SMITH ( Cellule Cosmiel x DIPLOMATES x Akira Rabelais)

Photographie - Exposition
26 octobre • 23 novembre 2019

DESIDERATION : PROLOGUE

Smith x Cellule Cosmiel x DIPLOMATES

 

Exposition du 26 octobre au 23 novembre

Vernissage le samedi 26 octobre de 15h à 22h

 

Photographe, cinéaste, plasticien, SMITH explore la pensée et la pratique de la transition, de la mutation, de l’hybridation, de l’entre-deux dans son travail plastique et théorique. Transition de genre et d’état, plasticité, métamorphoses atomiques et biotechnologiques, travail du rêve, fréquentations de l’au-delà, promenades cosmiques et transmutations jalonnent son travail et ses recherches depuis presque dix ans. Son nouveau projet « Désidération », imaginé avec la cellule Cosmiel et le studio DIPLOMATES, compose la possibilité d’une autre histoire, d’un autre destin de l’espèce humaine, à l’intersection du réel, de la fiction, de l’art, de la philosophie et de la science. Le prologue de ce projet au long cours sera présenté à la galerie les Filles du Calvaire à l’automne 2019.

 

CELLULE COSMIEL x DIPLOMATES x AKIRA RABELAIS

En 2015, SMITH fait la rencontre de l’astrophysicien Jean-Philippe Uzan (CNRS, Institut d’Astrophysique de Paris). De leurs conversations émergera le concept de « Désidération », forgé sur l’étymologie du mot « désir », et qui désigne le rapport nostalgique que nous entretenons avec notre origine stellaire.                        

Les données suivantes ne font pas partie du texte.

Issue #2142, opened 2014-11-07
Struct#inspect does not produce the same output as MRI 2.2


headius:
Couple failing MRI tests due to subtle changes in Struct#inspect:

```
PPTestModule::PPCycleTest#test_struct [/Users/headius/projects/jruby/test/mri/test_pp.rb:140]:
<"#<struct Struct::S :...>\n"> expected but was
<"#<struct Struct::S a=1, b=#<struct Struct::S:...>>\n">.

TestStruct::SubStruct#test_inspect [/Users/headius/projects/jruby/test/mri/ruby/test_struct.rb:121]:
Expected /^#<struct a=#<struct #<.*?>:...>>$/ to match "#<struct #<Class:0x2ccc231d> :...>".
```

That last failure is repeated through two other forms of the struct tests.

PR #2285, opened 2014-12-06
fix Struct#inspect with recursion

lumeet:
Referring to jruby/jruby#2142 the details regarding differences between MRI and JRuby recursion guards are way beyond my understanding. If the code changes suck, I hope this PR at least explains what the problem is. :)

### DIFF
--- a/core/src/main/java/org/jruby/RubyStruct.java
+++ b/core/src/main/java/org/jruby/RubyStruct.java
@@ -51,6 +51,8 @@ import org.jruby.runtime.marshal.UnmarshalStream;
 import org.jruby.util.ByteList;
 import org.jruby.util.IdUtil;
 
+import java.util.concurrent.Callable;
+
 import static org.jruby.RubyEnumerator.enumeratorizeWithSize;
 import static org.jruby.runtime.Helpers.invokedynamic;
 import static org.jruby.runtime.Visibility.PRIVATE;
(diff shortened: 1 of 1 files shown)


headius:
PR looks fine to me. Will try it locally.

headius:
Well the changes look fine, but they don't make the test I reported in #2142 pass:

```
~/projects/jruby $ jruby test/mri/runner.rb test_pp.rb
Run options: 

# Running tests:

[ 7/20] PPTestModule::PPCycleTest#test_withinspect = 0.01 s      
  1) Failure:
PPTestModule::PPCycleTest#test_withinspect [/Users/headius/projects/jruby/test/mri/test_pp.rb:157]:
<"[<inspect:[...]>]\n"> expected but was
<"[<inspect:[<inspect:[...]>]>]\n">.
```

Seems like it's doubling up the "inspect:" part.

lumeet:
@headius Don't know how I missed that one. It also seems to be a completely other story, which extends beyond the beginner level, I think. I've been investigating the issue quite a bit but don't know how to continue. `Array#inspect` should perhaps be more like that in `Struct`, which I tried with little success.

As far as I know the first line should be affected by the latter:
https://github.com/jruby/jruby/blob/master/core/src/main/java/org/jruby/Ruby.java#L4094
https://github.com/jruby/jruby/blob/master/lib/ruby/stdlib/pp.rb#L164

This seems not to be the case and maybe it's the root of the problem? In MRI, the behavior is the same as in JRuby now if the latter line is left out.

I think I'm going to leave the last part of the issue to someone with a bit more experience of the subject.

kares:
adapted your commit to fit with master updates: https://github.com/jruby/jruby/commit/33bb8d2dc6bd7856965cc0bc8e9b815407439f76?w=1 ... `Struct#inspect` now behaves as MRI the pp test fails the same but as you already find out its a fix to be made elsewhere (not in `Struct`)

Rejoints par l’écrivain Lucien Raphmaj, ils créent la cellule Cosmiel, consacrée à l’étude des phénomènes de la désidération. SMITH s’associe au studio DIPLOMATES (design, architecture, scénographie) pour mettre en espace la première étape de cette réflexion, puis convie le compositeur américain Akira Rabelais à rejoindre la cellule.

INTRODUCTION GÉNÉRALE – PAR LUCIEN RAPHMAJ

Selon l’hypothèse dite de la panspermie, les briques de vie nécessaires à la genèse de l’humanité furent importées par des météorites sur notre planète, plaçant ainsi l’origine de notre généalogie au coeur du cosmos. La modernité nous a désidentifié·es, désapproprié·es de cette probable origine extraterrestre, évacuée de nos mythologies et politiques contemporaines, nous condamnant à une irrépressible mélancolie du cosmos que le projet « désidération » entend identifier, explorer, raconter, et peut- être soigner.

« Désidération » se conçoit comme un hub connectant recherche artistique, enquête scientifique, et fabulation spéculative. Oeuvre polymorphe, collaborative, évolutive, elle compose de nouvelles formes et de nouveaux outils pour explorer notre rapport contemporain au cosmos, en faisant jouer les interstices, les intermondes, les passerelles critiques et multidimensionnelles. Reprendre, repriser la toile du monde, comme si les étoiles étaient comme des trous d’épingles. Recommencer la tradition moderne et scientifique, romantique, science-fictionnelle, botanique, philosophique, chamanique pour en proposer une nouvelle lecture, divergente, une bifurcation des possibles.

Quelle légende proposer au « désastre » dans un sens qui ne soit pas à entendre comme la ruine de tout possible, comme l’effondrement tant promis, mais un autre « désastre » - dans le sens d’un rapport à l’étoile chue en nous, dont nous venons, et qui pourtant nous manque ? La désidération propose la réinvention de notre rapport aux étoiles, avec cette part manquante, inconsolable ; un état où l’on renoue autrement avec la mélancolie de la perte.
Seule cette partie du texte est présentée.